PR #5596, opened 2023-12-07
Remove use of security starter

jvalkeal:
- Remove spring-cloud-starter-common-security-config-web as a test-jar dependency as its know to cause issues with jdt based ide's.
- skipper/dataflow servers don't even need it and composed task runner can use spring-cloud-common-security-config-web as plain test scope.
- This should make project structure import into vscode work again.


corneil (approved):

onobc (approved):
LGMT @jvalkeal

PR #5599, opened 2023-12-08
Date Tests need to handle delayed audit records

cppwfs:
* Added another pause when setting up the data for the tests.
* Set the date tests to be a bit more robust to make sure that their data is present vs an absolute count check.


onobc (approved):
LGTM - thanks @cppwfs

PR #5604, opened 2023-12-14
Fix display of StepExecutionContext.

corneil:


onobc (approved):
LGTM - thanks @corneil

corneil:
@onobc 
There was an assertion missing in the one controller. 
I notice that repo.spring.io sometime just fails to serve files. A re-run usually fixes it.

onobc (approved):
LGTM

PR #5608, opened 2023-12-18
Use boot3 notation when restarting a batch job

cppwfs:
Following updates made:
1. Now supports Long type for boot3 app job parameters
2. Supports default format for boot 3 job parameters 
3. Added tests for both Boot2 and boot 3 job parameters.

### DIFF
--- a/spring-cloud-dataflow-server-core/src/main/java/org/springframework/cloud/dataflow/server/service/impl/DefaultTaskJobService.java
+++ b/spring-cloud-dataflow-server-core/src/main/java/org/springframework/cloud/dataflow/server/service/impl/DefaultTaskJobService.java
@@ -45,6 +45,7 @@ import org.springframework.cloud.dataflow.rest.job.JobInstanceExecutions;
 import org.springframework.cloud.dataflow.rest.job.TaskJobExecution;
 import org.springframework.cloud.dataflow.rest.job.support.JobUtils;
 import org.springframework.cloud.dataflow.schema.AggregateTaskExecution;
+import org.springframework.cloud.dataflow.schema.AppBootSchemaVersion;
 import org.springframework.cloud.dataflow.schema.SchemaVersionTarget;
 import org.springframework.cloud.dataflow.server.batch.JobExecutionWithStepCount;
 import org.springframework.cloud.dataflow.server.batch.JobService;
@@ -234,7 +235,7 @@ public class DefaultTaskJobService implements TaskJobService {
 			deploymentProperties.put(DefaultTaskExecutionService.TASK_PLATFORM_NAME, platformName);
 			taskExecutionService.executeTask(taskDefinition.getName(), deploymentProperties,
 					restartExecutionArgs(taskExecution.getArguments(),
-							taskJobExecution.getJobExecution().getJobParameters()));
+							taskJobExecution.getJobExecution().getJobParameters(), schemaTarget));
 		} else {
 			throw new IllegalStateException(String.format("Did not find platform for taskName=[%s] , taskId=[%s]",
 					taskExecution.getTaskName(), taskJobExecution.getTaskId()));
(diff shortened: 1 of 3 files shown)


spring-cloud-dataflow-server-core/src/main/java/org/springframework/cloud/dataflow/server/service/impl/DefaultTaskJobService.java
```diff
@@ -252,8 +253,10 @@ public void restartJobExecution(long jobExecutionId, String schemaTarget) throws
 	 * @return deduped list of arguments that contains the original arguments and any
 	 * identifying job parameters not in the original task execution arguments.
 	 */
-	private List<String> restartExecutionArgs(List<String> taskExecutionArgs, JobParameters jobParameters) {
+	private List<String> restartExecutionArgs(List<String> taskExecutionArgs, JobParameters jobParameters, String schemaTarget) {
 		List<String> result = new ArrayList<>(taskExecutionArgs);
+		final String BOOT3_VERSION = SchemaVersionTarget.createDefault(AppBootSchemaVersion.BOOT3).getName();
```
onobc, line 258: Please remove final. Also, upper case signifies a static constant.

spring-cloud-dataflow-server-core/src/main/java/org/springframework/cloud/dataflow/server/service/impl/DefaultTaskJobService.java
```diff
@@ -265,9 +268,27 @@ private List<String> restartExecutionArgs(List<String> taskExecutionArgs, JobPar
 					}
 				}
 				if (!existsFlag) {
-					result.add(String.format("%s(%s)=%s", key,
+					String param;
+					if (BOOT3_VERSION.equals(schemaTarget)) {
+						if (JobParameter.ParameterType.LONG.equals(jobParametersMap.get(key).getType())) {
```
onobc, line 273: I assume by this time that `jobParametersMap.get(key)` is always non-null?

spring-cloud-dataflow-server-core/src/main/java/org/springframework/cloud/dataflow/server/service/impl/DefaultTaskJobService.java
```diff
@@ -265,9 +268,27 @@ private List<String> restartExecutionArgs(List<String> taskExecutionArgs, JobPar
...
+							type = "java.lang.Long";
```
onobc, line 274: Might be less error-prone to use `Long.class.getSimpleName()`

onobc (changes requested):
LGMT @cppwfs - a few minor comments to address. Thanks for the updates.

spring-cloud-dataflow-server-core/src/main/java/org/springframework/cloud/dataflow/server/service/impl/DefaultTaskJobService.java
cppwfs: Yes.  At line jobParametersMap is a non modifiable map and would have thrown an NPE above this.   Good question

spring-cloud-dataflow-server-core/src/main/java/org/springframework/cloud/dataflow/server/service/impl/DefaultTaskJobService.java
cppwfs: Will do.   FYI it is : `Long.class.getCanonicalName()`

onobc: In this case, `getCanonicalName() == getSimpleName()` as it is not an array, inner class, nested, etc..

onobc (approved):

PR #5619, opened 2023-12-20
Add support for running MSSQL Testcontainers on Mac ARM64

onobc:
This commit adds the ability for Mac ARM64 machines to run MSSQL Testcontainers based tests. The same treatment was added for Oracle previously.

Also, the container support is the final arbiter of container creation and now all of the DB smoke tests are refactored to use the new support interfaces.


onobc:
Reviewed w/ @cppwfs over Zoom.

PR #5645, opened 2024-01-17
⚠[DO NOT MERGE] Base Migration suggestions applied to SCDF ⚠

cppwfs:
This PR is to show the results of the recipes applied by the migrator.   This is only for evaluation.   
* Each commit shows a suggestion applied
* There are some suggestions we need to discuss and those I did not apply.
* Also you will see some the yaml that have been renamed to ymlbak.   The migrator would fail when scanning these files.   
  *  Will re-add them for merge if we decide to use the suggestions..


cppwfs:
this PR has been merged with the main-3 branch.  So closing.

PR #5652, opened 2024-01-25
Make SCDF and Skipper compilable for boot 3.x

cppwfs:
* Replaced SocketUtils with TestSocketUtils 
  * It was moved to the test package.
* Migrated httpclient to httpclient5 ** Removed use of httpclient 4.x dependencies added yesterday
* Updated Types in AuditRecord Entity to use JdbcTypeCode
* `DropAuthorizationHeaderRequestRedirectStrategy` requires a bit more scrutiny.  
    Some of the changes required were not exact matches, so had to research.   But there maybe better ways.   

I disabled spring-cloud-common-security-config to push forward .  It was re-added before PR was submitted.

### DIFF
--- a/spring-cloud-dataflow-configuration-metadata/pom.xml
+++ b/spring-cloud-dataflow-configuration-metadata/pom.xml
@@ -73,8 +73,8 @@
 				<artifactId>maven-compiler-plugin</artifactId>
 				<version>3.11.0</version>
 				<configuration>
-					<source>1.8</source>
-					<target>1.8</target>
+					<source>17</source>
+					<target>17</target>
 				</configuration>
 			</plugin>
 			<plugin>
--- a/spring-cloud-dataflow-configuration-metadata/pom.xml
+++ b/spring-cloud-dataflow-configuration-metadata/pom.xml
@@ -49,7 +49,7 @@
 		</dependency>
 		<dependency>
 			<groupId>org.springframework.boot</groupId>
-			<artifactId>spring-boot-loader</artifactId>
+			<artifactId>spring-boot-loader-classic</artifactId>
 		</dependency>
 		<dependency>
 			<groupId>org.springframework.boot</groupId>
--- a/spring-cloud-dataflow-configuration-metadata/src/test/java/org/springframework/cloud/dataflow/container/registry/authorization/S3SignedRedirectRequestServerResource.java
+++ b/spring-cloud-dataflow-configuration-metadata/src/test/java/org/springframework/cloud/dataflow/container/registry/authorization/S3SignedRedirectRequestServerResource.java
@@ -23,7 +23,7 @@ import org.slf4j.LoggerFactory;
 import org.springframework.boot.builder.SpringApplicationBuilder;
 import org.springframework.cloud.dataflow.container.registry.authorization.support.S3SignedRedirectRequestServerApplication;
 import org.springframework.context.ConfigurableApplicationContext;
-import org.springframework.util.SocketUtils;
+import org.springframework.test.util.TestSocketUtils;
 
 /**
  * @author Adam J. Weigold
@@ -43,7 +43,7 @@ public class S3SignedRedirectRequestServerResource extends ExternalResource {
     @Override
     protected void before() throws Throwable {
 
-        this.s3SignedRedirectServerPort = SocketUtils.findAvailableTcpPort();
+        this.s3SignedRedirectServerPort = TestSocketUtils.findAvailableTcpPort();
 
         logger.info("Setting S3 Signed Redirect Server port to " + this.s3SignedRedirectServerPort);
 
--- a/spring-cloud-dataflow-container-registry/src/main/java/org/springframework/cloud/dataflow/container/registry/ContainerImageRestTemplateFactory.java
+++ b/spring-cloud-dataflow-container-registry/src/main/java/org/springframework/cloud/dataflow/container/registry/ContainerImageRestTemplateFactory.java
@@ -16,6 +16,9 @@
 
 package org.springframework.cloud.dataflow.container.registry;
 
+import javax.net.ssl.SSLContext;
+import javax.net.ssl.TrustManager;
+import javax.net.ssl.X509TrustManager;
 import java.security.KeyManagementException;
 import java.security.NoSuchAlgorithmException;
 import java.security.cert.X509Certificate;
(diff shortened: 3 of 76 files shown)


spring-cloud-dataflow-configuration-metadata/pom.xml
```diff
@@ -49,7 +49,7 @@
 		</dependency>
 		<dependency>
 			<groupId>org.springframework.boot</groupId>
-			<artifactId>spring-boot-loader</artifactId>
+			<artifactId>spring-boot-loader-classic</artifactId>
```
onobc, line 52: What is the significance of this?

spring-cloud-dataflow-configuration-metadata/src/test/java/org/springframework/cloud/dataflow/container/registry/authorization/S3SignedRedirectRequestServerResource.java
```diff
@@ -23,7 +23,7 @@
 import org.springframework.boot.builder.SpringApplicationBuilder;
 import org.springframework.cloud.dataflow.container.registry.authorization.support.S3SignedRedirectRequestServerApplication;
 import org.springframework.context.ConfigurableApplicationContext;
-import org.springframework.util.SocketUtils;
+import org.springframework.test.util.TestSocketUtils;
```
onobc, line 26: 🎉 finally people are using it! 😉

spring-cloud-dataflow-container-registry/src/main/java/org/springframework/cloud/dataflow/container/registry/ContainerImageRestTemplateFactory.java
```diff
@@ -171,19 +177,25 @@ public void checkServerTrusted(java.security.cert.X509Certificate[] certs, Strin
...
 		// Install trust manager to SSL Context.
 		sslContext.init(null, trustAllCerts, new java.security.SecureRandom());
+		ConnectionSocketFactory sslsf = new SSLConnectionSocketFactory(sslContext, NoopHostnameVerifier.INSTANCE);
+
+		Registry<ConnectionSocketFactory> socketFactoryRegistry =
+			RegistryBuilder.<ConnectionSocketFactory> create()
+				.register("https", sslsf)
+				.register("http", new PlainConnectionSocketFactory())
+				.build();
+		final BasicHttpClientConnectionManager connectionManager = new BasicHttpClientConnectionManager(socketFactoryRegistry);
```
onobc, line 187: Please remove `final`.

spring-cloud-dataflow-core/src/main/java/org/springframework/cloud/dataflow/core/AuditRecord.java
```diff
@@ -58,7 +59,7 @@ public class AuditRecord {
 	private String correlationId;
 
 	@Lob
-	@Type(type = "org.hibernate.type.TextType")
+	@JdbcTypeCode(Types.LONGVARCHAR)
```
onobc, line 62: I know we had a headache around LOB support specifically w/ Postgres. Hopefully the DB ITs will and ITs will ferret this out if it is a problem. The pain w/ the LOB support was that not only was it different across vendors, but also versions of a vendor.

spring-cloud-dataflow-container-registry/src/main/java/org/springframework/cloud/dataflow/container/registry/ContainerImageRestTemplateFactory.java
```diff
@@ -171,19 +177,25 @@ public void checkServerTrusted(java.security.cert.X509Certificate[] certs, Strin
 		SSLContext sslContext = SSLContext.getInstance("SSL");
 		// Install trust manager to SSL Context.
 		sslContext.init(null, trustAllCerts, new java.security.SecureRandom());
+		ConnectionSocketFactory sslsf = new SSLConnectionSocketFactory(sslContext, NoopHostnameVerifier.INSTANCE);
```
onobc, line 180: It took me a bit to figure out what was new here. My final analysis is that we just have to jump through another hoop to construct the required http client builder. 

I reworked this a bit to abstract out the "get http client builder" which hides the new extra unimportant confusing steps.  Wdyt about replacing this chunk w/ the following?:

```suggestion
		// Create a RestTemplate that uses custom request factory
		return initRestTemplate(
				httpClientBuilder(sslContext),
				withHttpProxy,
				extra);
	}

	private HttpClientBuilder httpClientBuilder(SSLContext sslContext) {
		// Register http/s connection factories
		Lookup<ConnectionSocketFactory> connSocketFactoryLookup = RegistryBuilder.<ConnectionSocketFactory> create()
				.register("https", new SSLConnectionSocketFactory(sslContext, NoopHostnameVerifier.INSTANCE))
				.register("http", new PlainConnectionSocketFactory())
				.build();
		return HttpClients.custom()
				.setConnectionManager(new BasicHttpClientConnectionManager(connSocketFactoryLookup));
	}
```

onobc (changes requested):
Nice work @cppwfs ! I left a couple of suggestions, but other than that - LGTM.

spring-cloud-dataflow-core/src/main/java/org/springframework/cloud/dataflow/core/AuditRecord.java
corneil: Running Postgres Smoke Tests locally will quickly identify if this is a valid change.

spring-cloud-dataflow-configuration-metadata/pom.xml
cppwfs: `org.springframework.boot.loader.archive.JarFileArchive` (The one dataflow uses) moved to this dependency.   There is another `org.springframework.boot.loader.launch.JarFileArchive`.  I chose the one that dataflow has used in the past.

onobc (approved):
LGTM - thanks for the updates @cppwfs

spring-cloud-skipper/spring-cloud-skipper-client/src/main/java/org/springframework/cloud/skipper/client/util/HttpClientConfigurer.java
```diff
@@ -75,12 +84,22 @@ public HttpClientConfigurer basicAuthCredentials(String username, String passwor
...
-
+		Lookup<ConnectionSocketFactory> connSocketFactoryLookup = RegistryBuilder.<ConnectionSocketFactory> create()
+			.register("https", new SSLConnectionSocketFactory(HttpUtils.buildCertificateIgnoringSslContext(), NoopHostnameVerifier.INSTANCE))
+			.register("http", new PlainConnectionSocketFactory())
+			.build();
+		httpClientBuilder.setConnectionManager(new BasicHttpClientConnectionManager(connSocketFactoryLookup));
 		return this;
 	}
-
+	private HttpClientBuilder httpClientBuilder(SSLContext sslContext) {
```
onobc, line 94: I don't think this is currently being used in this class.

onobc (approved):
@cppwfs LGTM - one minor suggestion. Other than that 🍏

spring-cloud-skipper/spring-cloud-skipper-client/src/main/java/org/springframework/cloud/skipper/client/util/HttpClientConfigurer.java
cppwfs: Good catch.  I was going to extract the code from a method and make it re-usable.  Then realized that it was only being used there.   Then forgot to remove the new method.

cppwfs:
Squashed and merged into main-3

PR #5653, opened 2024-01-31
Fixed checkstyle errors about unused imports and import orders.

corneil:
Only fixed import order and unused imports.


onobc (approved):
Thanks for the update @corneil - this does update all the things to the correct import order as described in [checkstyle.xml](https://github.com/spring-cloud/spring-cloud-dataflow/blob/1b8edd6b3848354d3fb320bc220a11a6d3a6b402/spring-cloud-dataflow-build/spring-cloud-dataflow-build-tools/src/main/resources/checkstyle.xml#L110). However, really the checkstyle import order needs to be updated to rename `javax` -> `jakarta` otherwise we will have to do this to every single file that we modify for the migration.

• [ACTIVITY]: Write out exactly the lines from the beginning of the material above through the line with "for the tests.", including both and omitting all others.

• [ANSWER FOR THE TASK]:
PR #5596, opened 2023-12-07
Remove use of security starter

jvalkeal:
- Remove spring-cloud-starter-common-security-config-web as a test-jar dependency as its know to cause issues with jdt based ide's.
- skipper/dataflow servers don't even need it and composed task runner can use spring-cloud-common-security-config-web as plain test scope.
- This should make project structure import into vscode work again.


corneil (approved):

onobc (approved):
LGMT @jvalkeal

PR #5599, opened 2023-12-08
Date Tests need to handle delayed audit records

cppwfs:
* Added another pause when setting up the data for the tests.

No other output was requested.